One of the things I did for fun, when I lived in Leoti, was coach the two jr. high girls basketball teams.  During one of the games, I had one girl who kept throwing the ball to our opponents.  I stopped counting at 18, for the amount of times she threw the ball to the other team.  Our whole team should have less than 18 turnovers, let alone one girl.

My problem is, I believed in this girl.  I just knew she was going to stop doing what she was doing.  I talked to her personally every time out.  I kept muttering to the assistant coach, and mostly to myself, “I gotta make a change; I can’t let her keep throwing the ball to the other team like that.  I gotta do something.”

But I never did.  It wasn’t that I didn’t care what was happening out on the court.  I was balancing the reality of so many turnovers with my belief that she would stop throwing the ball away.  I never made the change I needed to make, and she ended up hurting us.  I ended up hurting us, because I didn’t do something I should have done as a coach.  I wasn’t ignoring the problem.  I just kept hoping she’d change.  I wanted her to succeed so badly, and I gave her chance after chance.  Probably too many chances.  I don’t know.  I’m just that way.

So I wonder about God, as God looks down at Nineveh, waiting and wondering how long it was going to be before they realized they were, time and time again, throwing their lives away.  And God patiently waited and waited for them to understand what they were doing, and make the change.  God must have taken a few time-outs, told the players in Nineveh what they needed to do out there in the game, but even so, they just kept throwing it all away.  Finally, God took the ultimate time-out and said, “I’m done waiting.  I’m not ignoring the problem.  But I’m not going to let the problem keep going on and on.”

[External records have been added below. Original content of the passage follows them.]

PR #3458, opened 2019-10-10
tidy requirements and site.cfg

bjlittle:
This PR tidies the dependencies of `iris` now that it is exclusively Python3.

### DIFF
--- a/lib/iris/etc/site.cfg.template
+++ b/lib/iris/etc/site.cfg.template
@@ -1,8 +1,6 @@
 [System]
-udunits2_path = /path/to/libudunits2.so
 dot_path = /path/to/dot # see iris.fileformats.dot
 
 [Resources]
 sample_data_dir = /path/to/iris/resources/sample_data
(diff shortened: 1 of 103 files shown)


lib/iris/etc/site.cfg.template
```diff
@@ -1,8 +1,6 @@
 [System]
-udunits2_path = /path/to/libudunits2.so
```
bjlittle: This is now no longer used.

lib/iris/tests/__init__.py
```diff
@@ -53,16 +53,12 @@
...
+from unittest import mock
 import threading
 import warnings
 import xml.dom.minidom
 import zlib
 
-try:
-    from unittest import mock
-except ImportError:
-    import mock
```
bjlittle: Now use `unittest.mock` from Python3

lbdreyer:
Thanks @bjlittle !

Issue #3443, opened 2019-10-03
Address deprecations


abooton:
* Deprecations to be identified and listed
* Then deprecated as appropriate.

bjlittle:
@abooton thanks for raising this issue to collate deprecations... but what does `[M]` mean?

lbdreyer:
List of deprecations that need removing:
- [ ] iris.Future.cell_datetime_objects (deprecated Iris 2.0.0)
- [ ] iris.Future.netcdf_promote (deprecated Iris 2.0.0)
- [ ] iris.Future.netcdf_no_unlimited (deprecated Iris 2.0.0)
- [ ] iris.Future.clip_latitudes (deprecated Iris 2.0.0)
- [ ] iris.fileformats.pp._LBProc.flags attribute (deprecated 1.7.2? #1415)

stephenworsley:
Removing all these flags will mean the Future class has no flags. This will break some of the tests in test_Future.py until another flag is added. The sollution I'm currently working on is to keep these in but to skip these tests so that we retain the structure of the tests.

lbdreyer:
All deprecations have been addressed in #3459 and #3464 and #3461 
so this can now be closed

PR #3459, opened 2019-10-11
deprecated future flags

stephenworsley:
Removes the deprecated flags from iris.Future (while keeping the skeleton of Future as a template).

This addresses several of the deprecations in #3443.


lbdreyer:
@stephenworsley Could you add a whatsnew item for the removal of these deprecations

pp-mo:
Thanks @stephenworsley all looks good :100: :bouquet: !

PR #351, opened 2021-11-10
LimitMaxSpeed only when zoneID is not below zero, attempt to resolve #350

### LINKED ISSUE #350: [BUG] Exception reported: Array index out-of-bounds (index -1, limit 128)
**Describe the bug**
Before this topic goes down, I wanted to post it on Github. When exactly the problem comes I can't say, but I have recent logs of it that have over 300+ mb and hope that someday someone nice and social might fix this problem.

```
L 11/03/2021 - 00:00:00: SourceMod error session started
L 11/03/2021 - 00:00:00: Info (map "surf_paradigm") (file "/server/csgo/csgo/addons/sourcemod/logs/errors_20211103.log")
L 11/03/2021 - 00:00:00: [SM] Exception reported: Array index out-of-bounds (index -1, limit 128)
L 11/03/2021 - 00:00:00: [SM] Blaming: SurfTimer.smx
L 11/03/2021 - 00:00:00: [SM] Call stack trace:
L 11/03/2021 - 00:00:00: [SM]   [1] Line 902, surftimer/hooks.sp::OnPlayerRunCmd
L 11/03/2021 - 00:00:00: [SM] Exception reported: Array index out-of-bounds (index -1, limit 128)
```

**Expected behavior**
That the SurfTimer plugin does not spam the server with many logs :P

**Plugin List**
SurfTimer -->Master<-- Version

1zc:
I've talked briefly about this in #350 - this pull request adds a simple check to ensure that the zoneID is valid before attempting to limit speed when the player is in a MaxSpeed zone.

### DIFF
--- a/addons/sourcemod/scripting/surftimer/hooks.sp
+++ b/addons/sourcemod/scripting/surftimer/hooks.sp
@@ -899,7 +899,8 @@ public Action OnPlayerRunCmd(int client, int &buttons, int &impulse, float vel[3
 	}
 	else if (g_bInMaxSpeed[client])
 	{
-		LimitMaxSpeed(client, g_mapZones[g_iClientInZone[client][3]].PreSpeed);
+		if (g_iClientInZone[client][3] >= 0)
+			LimitMaxSpeed(client, g_mapZones[g_iClientInZone[client][3]].PreSpeed);
 	}
 
 	/*------ Styles ------*/


DaLLuZZ:
I am not sure, but as far as I know MaxSpeed zone will not work after this

DaLLuZZ:
check this
https://github.com/surftimer/Surftimer-Official/blob/master/addons/sourcemod/scripting/surftimer/surfzones.sp#L224-#L249

DaLLuZZ:
check this
https://github.com/surftimer/Surftimer-Official/blob/master/addons/sourcemod/scripting/surftimer/surfzones.sp#L224-#L249

1zc:
Yep, you seem to be right, haven't tested it though - however, for now, I think its best we first get rid of extreme spamming of everyone's log files and focus on fixing the feature's entire functionality at a later time.

I did test that this works for MaxSpeed zones placed outside of any other zone, so it should still function to an extent. I'll try figuring something out when I get the time, but perhaps for another PR. 

For now, the focus of this is to directly resolve #350

addons/sourcemod/scripting/surftimer/hooks.sp
```diff
@@ -899,7 +899,8 @@ public Action OnPlayerRunCmd(int client, int &buttons, int &impulse, float vel[3
 	}
 	else if (g_bInMaxSpeed[client])
 	{
```
olokos, line 901:
```
if(client){
return;
}

```
What about something like this? Possibly even as the first condition of this entire method?

DaLLuZZ: useless condition

1zc:
While this is not a full-fledged fix for MaxSpeed zones not functioning as intended - for now, merging this so that the plugin doesn't spam server logs.

Bara (approved):

PR #354, opened 2021-11-17
New forward and separate Discord module

Sarrus1:
Hello,

This PR adds a new forward to `surftimer.inc` which allows other plugins to receive informations on when a player sets a new record.
This is in an effort to separate the Discord module from the main plugin, as others have requested previously.
I've been working on a separate plugin already, you can find it [here](https://github.com/Sarrus1/SurfTimer-discord).

Here is an example:

Image

I've also added an enum in this (eca0ba3b93df997cc92477edd71babc0770ad17e) commit for clarity.

✅This has been tested on an empty server, with bonus and regular records.


addons/sourcemod/scripting/SurfTimer.sp
```diff
@@ -2718,6 +2724,7 @@ public void OnPluginStart()
 	g_MapCheckpointForward = CreateGlobalForward("surftimer_OnCheckpoint", ET_Event, Param_Cell, Param_Float, Param_String, Param_Float, Param_String, Param_Float, Param_String);
 	g_BonusFinishForward = CreateGlobalForward("surftimer_OnBonusFinished", ET_Event, Param_Cell, Param_Float, Param_String, Param_Cell, Param_Cell, Param_Cell);
 	g_PracticeFinishForward = CreateGlobalForward("surftimer_OnPracticeFinished", ET_Event, Param_Cell, Param_Float, Param_String);
+	g_NewRecordForward = CreateGlobalForward("surftimer_OnNewRecord", ET_Event, Param_Cell, Param_Cell, Param_String, Param_String, Param_Cell);
```
Bara, line 2727: When you change the global vars. from Handle to GlobalForward, you should change this to `new GloobalForward` too

Bara (approved):

PR #355, opened 2021-11-20
Replace ColorVariables with ColorLib

Bara:
More details in my older PR #66


Bara:
Seems like setup-sp doesn't work correctly since latest sourcepawn compiler update.

1zc (approved):
Good stuff!

PR #356, opened 2021-11-24
Replace SQL_GetRowCount with SQL_FetchInt in SQL_ViewAllRecordsCallba…

bctse:
…ck2 in sql.sp

This should allow the ranks to show up correctly rather than showing everyone as rank 1 when searching their completed maps.


1zc (approved):
Good catch, LGTM. Thank you!

PR #369, opened 2022-01-17
Fix: `surftimer_OnNewWRCP` forwards formatted time

Sarrus1:


Sarrus1:
There seems to still be a random bug with the value of `stage`, I will fix it asap

dPexxIAM (approved):

PR #370, opened 2022-01-18
Add a new stock for clarity and remove an old stock

Sarrus1:
This PR adds a new stock `EmitSoundToClientNoPreCache` which allows to play a sound to a client without having to precache that sound.
This takes advantage of [this CSGO quirk](https://wiki.alliedmods.net/Csgo_quirks#The_.22play.22_client_command).
It was already implemented in the plugin, the PR just makes it more declarative through a stock.

```c
/**
 * Emit a sound to a client without having to precache the sound.
 * See https://wiki.alliedmods.net/Csgo_quirks#The_.22play.22_client_command for more details.
 * 
 * @param client      The client's id.
 * @param szPath      The path of the sound with or without "play " as a suffix.
 * @param addPlay     Whether or not "play " should be append to the begining of szPath (default = true).
 */
stock void EmitSoundToClientNoPreCache(int client, const char[] szPath, bool addPlay = true)
{
	char szBuffer[256];
	if(addPlay)
	{
		Format(szBuffer, sizeof szBuffer, "play %s", szPath);
	}
	else
	{
		strcopy(szBuffer, sizeof szBuffer, szPath);
	}
	ClientCommand(client, szBuffer);
}
```

### DIFF
--- a/addons/sourcemod/scripting/surftimer/buttonpress.sp
+++ b/addons/sourcemod/scripting/surftimer/buttonpress.sp
@@ -12,7 +12,7 @@ public void CL_OnStartTimerPress(int client)
 				if (fGetGameTime - g_fErrorMessage[client] > 1.0)
 				{
 					CPrintToChat(client, "%t", "BPress1", g_szChatPrefix);
-					ClientCommand(client, "play buttons\\button10.wav");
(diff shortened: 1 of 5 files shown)


dPexxIAM (approved):
thanks!

PR #372, opened 2022-01-21
Fix #371

### LINKED ISSUE #371: [BUG] `surftimer_OnNewRecord` is called multiple time on new records
**Describe the bug**
The forward `surftimer_OnNewRecord` gets called multiple time on new records. It is called exactly the number of players on the server. So if there are two people, it will get called 2 times, if there are 3, three times etc.

**Expected behavior**
It should only get called once.

**Additional context**
This happens in v1.0.5, and did not happen before.

Sarrus1:


tslashd:
Tested with 2 players online. 
Only 1 message was sent to Discord upon a record, regardless if one of the players was spectator or their timer was running

dPexxIAM (approved):
THNX!

PR #373, opened 2022-01-22
Prestrafe comparison

Topvennie:
New feature which shows the difference between your prestrafe speed and the map record.

On a linear map or the first stage of a staged map it compares with the prestrafe speed of the map record.
For the other stages it compares with the stage record.
Bonus prestrafes are compared bonus records.


dPexxIAM (approved):
LGTM! Thanks for this!!

Bara:
And from where do we get the "ghost tables"? :)

dPexxIAM:
As bara said, this will require an update script for the DB schema before we can push a new release with these changes.

Topvennie:
Not sure what you mean with ghost tables
But if you mean the prestrafe data itself then if there's no saved data aka the prestrafe speed = 0 then it doesn't show the difference and just prints "start prestrafe: 340 u/s"

It also starts saving the prestrafe data.

Worked for me with the current Db schema

Bara:
@Topvennie you seems to use the OldDev branch or another fork with the db changes. Offical the ck_bonus has the following columns: steamid, name, mapname, runtime, zonegroup and style

Bara:
You could look into the "CREATE TABLE" queries >[here](https://github.com/surftimer/Surftimer-Official/blob/master/addons/sourcemod/scripting/surftimer/db/queries.sp)<.

Topvennie:
Ah my bad...
I'll add a DB update script asap

PR #376, opened 2022-01-24
Hints

Topvennie:
This PR adds helpfull hints for new players when it comes to commands. Also allows server owners to easily change 
- The hints themselves
- The time between two hints
- The order in which they are displayed

The hints.txt file supports {colours} and a maximum size of 265 / hint


dPexxIAM (changes requested):
Good idea, thanks! Although some of the hints you wrote are already being printed to chat.

https://github.com/surftimer/Surftimer-Official/blob/master/addons/sourcemod/translations/surftimer.phrases.txt#L53

You should remove any which are redundant to avoid spam before we merge this.

Topvennie:
I removed the timers which print them but forgot to remove them from the .phrases.txt file

Anyway they're gone now

addons/sourcemod/scripting/surftimer/commands.sp
```diff
@@ -2251,6 +2265,17 @@ void PrespeedText(int client, bool menu = false)
 		MiscellaneousOptions(client);
 }
 
+void HintsText(int client, bool menu = false)
+{
+	if (g_bAllowHints[client])
```
Bara, line 2270: `g_bAllowHints[client] = !g_bAllowHints[client];`
in a smaller easier version instead of the if/else

Topvennie: I orginally just copied the prestrafe functions. Changed that one as well

dPexxIAM (approved):

PR #379, opened 2022-01-25
Center HUD Fixes #1

### LINKED ISSUE #1: [Suggestion] Server record message improvements
**Is your feature request related to a problem? Please describe**.
No

**Describe the solution you'd like**
Have the timer show the difference between old SR and new SR, when the SR is beaten. This is currently done with the bonus record, but not the map itself.

_Some ideas for formatting:_
Username finished in X beating the SR record by -00:00:01. Improving their best time by Y
Username beat the map record!

Username finished in X (SR -00:00:01). Improving their best time by Y
Username beat the map record!

Usernamr finished in X. Improving their best time by Y.
Username beat the map record! (SR -00:00:01)

**Describe alternatives you've considered**

**Additional context**
Here's a picture of the bonus server record message, where it actually compares the new record with the previous server record (instead of the client's previous own PB)

https://user-images.githubusercontent.com/57944222/79012267-38ea9600-7b66-11ea-9379-ad3acd2791b3.png

And here's how it looks when a player gets the map record:

https://user-images.githubusercontent.com/57944222/79012932-d5616800-7b67-11ea-8791-5c30f2fc7a91.png

tslashd:
There is an issue with the **HUD** when you are passing through a checkpoint and times switch to **+** or **-** comparisons, the last digit of _**Speed:**_ would disappear along with _**u/s**_.
old 2

After some testing I came to the conclusion that this is due to character limit in the **HUD**, so I went on a quest to save some characters. By removing the spaces between _**Stage: %i / i%**_ and _**Rank: %i / i%**_ that issue was gone but it needed a little bit more as it was still cutting off last digit and I removed the space whenever **+** or **-** comparisons appear. But even after all of that it was still cutting off _**u/s**_, so I removed it as it flashes on and off when passing through stages/checkpoints which is distracting and altogether not cool (sue me).
new 2

Removing those spaces caused some issues with spacing between modules in the **HUD**
, so I edited those a little bit as _**SR: XX:XX:XX**_ was always too close to _**00:00:00**_ (ocd soz).
**_Before edit:_**
old 1
**_After edit:_**
new 1

At the moment **HUD** looks great in normal mode and normal practice mode **_(styled HUD is still all over the place, will deal with those in another PR)_**
_**Before edit:**_
old 3

_**After edit:**_
new 3

_P.S: Styled HUD was **fricked** even before these edits_

### DIFF
--- a/addons/sourcemod/scripting/surftimer/misc.sp
+++ b/addons/sourcemod/scripting/surftimer/misc.sp
@@ -1,3 +1,5 @@
+
+
 public void SetBotQuota()
 {
 	// Get bot_quota value
@@ -9,7 +11,6 @@ public void SetBotQuota()
 
 	// Initialize
 	SetConVarInt(hBotQuota, 0, false, false);
-
 
 	// Check how many bots are needed
 	int count = 0;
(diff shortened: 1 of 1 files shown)


dPexxIAM (approved):
Thank you!

Issue #375, opened 2022-01-23
[BUG] No sound played and no time difference shown on map recs


tslashd:
**Describe the bug**
Upon beating a record of a map, no sound is being played and also time difference between previous SR is not shown.

**Expected behavior**
Play a sound and show difference in time between current SR and previous one

**Screenshots**
None

**Plugin List**
SurfTimer 1.0.5 release, including #372 _(which fixes multiple surftimer_OnNewRecord calls)_

dPexxIAM:
should be fixed with https://github.com/surftimer/Surftimer-Official/pull/381

PR #381, opened 2022-01-27
No sounds bug

Topvennie:
Fixes the sound bug #375 

Haven't actually tested it but it should work.

### DIFF
--- a/addons/sourcemod/scripting/SurfTimer.sp
+++ b/addons/sourcemod/scripting/SurfTimer.sp
@@ -859,6 +859,9 @@ char g_szTimeDifference[MAXPLAYERS + 1][32];
 // Record map time in seconds
 float g_fRecordMapTime;
 
+// Old map record time in seconds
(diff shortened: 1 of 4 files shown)


Topvennie:
Added a wr difference message after "{1} {yellow}{2} {default}beat the map record!"

dPexxIAM (approved):
ty!

tslashd:
Does this fix the issue with styled map and bonus SR's not being forwarded correctly? @Topvennie

dPexxIAM:
> Does this fix the issue with styled map and bonus SR's not being forwarded correctly? @Topvennie

No. This was never mentioned anywhere on Git. Make another issue.

tslashd:
> > Does this fix the issue with styled map and bonus SR's not being forwarded correctly? @Topvennie
> 
> No. This was never mentioned anywhere on Git. Make another issue.
ty #382

PR #438, opened 2022-06-13
Fix Player Titles

MSWS:
A [recent commit](https://github.com/surftimer/SurfTimer/commit/a7768e1ba4e64faa624cfe5a711ae8ceb4b682fb#r75944129) prevented players from setting a custom title if their custom title wasn't already enabled. This PR re-adds the insert statement if the database does not have any rows matching a Steam ID.


DaLLuZZ (approved):
That will work

Bara (approved):

PR #444, opened 2022-06-19
Replay cps

shipyy:
image

Allow players to choose from which checkpoint/stage they want to view a replay


dPexxIAM:
seems fine, nice addition. although i would prefer ck_checkpoints schema be remade to not use 60+ columns per row.

shipyy:
ck_checkpoints? or u mean ck_replays? :)

dPexxIAM:
> ck_checkpoints? or u mean ck_replays? :)

both :)

1zc:
I do feel like the current layout of `ck_replays` will be an issue down the line, especially with people wanting to remake `ck_checkpoints` to not have a limit, so it's an inevitable change to come if we don't get it out of the way now.

Might be better to instead introduce a column that tracks what checkpoint is being stored, could be part of the index too. Unsure if anyone else has any better ideas though, so maybe wait for more people to chime in 😄

tslashd:
imho reworking `ck_checkpoints` would make it a bit easier to work with the code (not have these long queries to set data in 35+ columns), should also make running `classics3` easier to set up, just by editing max cp limit in `SurfTimer.sp` 
also maybe a bit better performance as it will not get that much column data from the table when sending a query

dPexxIAM (approved):

addons/sourcemod/scripting/surftimer/sql.sp
```diff
@@ -3412,6 +3424,97 @@ public void SQL_selectCheckpointsCallback(Handle owner, Handle hndl, const char[
...
 
+public void db_viewReplayCPTicks(char szMapName[128])
+{
+	char szQuery[1024];
+
+	for(int style = 0; style < MAX_STYLES; style++){
+		g_bReplayTickFound[style] = false;
+
+		Format(szQuery, sizeof(szQuery), sql_selectReplayCPTicksAll, szMapName, style);
+		SQL_TQuery(g_hDb, SQL_selectReplayCPTicksCallback, szQuery, DBPrio_Low);
```
Bara, line 3435: so btw. `DBPrio_Low` is here `data` which shouldn't be the logic here. https://sourcemod.dev/#/dbi/function.SQL_TQuery

PR #445, opened 2022-06-19
Stage sm_startpos

shipyy:
Allows players to use the cmd ```sm_startpos``` in stage zones


DaLLuZZ:
This will lead to lots of cheating srcp times on many stages on so many maps...

tslashd:
Yeah using this would make stage records more abusable than they currently are (staged linears like ace)

Would have to use maybe prac timer when doing a stage after using `sm_startpos` imo

shipyy:
@DaLLuZZ @tslashd i made so u can only use startpos for stages when not in a run

DaLLuZZ:
Do you have a test server?

shipyy:
locally xd

tslashd:
> @DaLLuZZ @tslashd i made so u can only use startpos for stages when not in a run

So when you're in a map run will you get teleported to the default stage spawn or wherever you've set your `startpos` for the given stage?

shipyy:
if u are in a run u will teleported to the default stage position

shipyy:
im asuming u mean like using "sm_rs" during a run? because ye i did take that into account :D

dPexxIAM (approved):
ty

So, the final option, when we hear a sermon like Jonah’s, when we hear the “or else” of God in that awful “time out” called by God, halting play, and letting everyone know what the expectations really are, the final option is to finally understand what needs to be done, and do it.

That means courageously facing the truth of God’s message.  God is not some cosmic sadist who likes to throw down pronouncements like that and laugh and say, “Just kidding; I wasn’t going to destroy you; I just like watching you all sweat and squirm and run for cover.”

No, we’ve got to take God seriously.  We need to find out why God thinks we’re in a bad way.  We better find out, because, maybe, just maybe, there’s something we can do about it.  After all, we’ve been given 40 days.

That’s an important point to see:  why the 40 days?  If God was beyond angry, then why not go ahead and destroy the place immediately?  Because, as I said in relation to Jonah and the Ninevites, our God is primarily a God of second chances.  The 40 days was an option of grace.  The 40 days was a second chance given to the people to change their ways, and stop throwing their lives away.  The 40 days was an ample time period to see if the people were willing to change their ways, and seriously begin working on their faithfulness to God.

My final questions are, Why do we need to be thrown off a boat, swallowed by a whale, or have God’s thunder clouds swirling over our heads before we are motivated to do what God simply wants?  Why does God have to tell us, “Or Else!” before we get serious about being God’s faithful human beings?  Why can’t we just be the faithful people God wants us to be, and do that willingly, joyfully, without having to be threatened into it?  If you can figure out the answers to those questions, and do it in less than 40 days, then maybe, just maybe, you will spare yourselves and this place.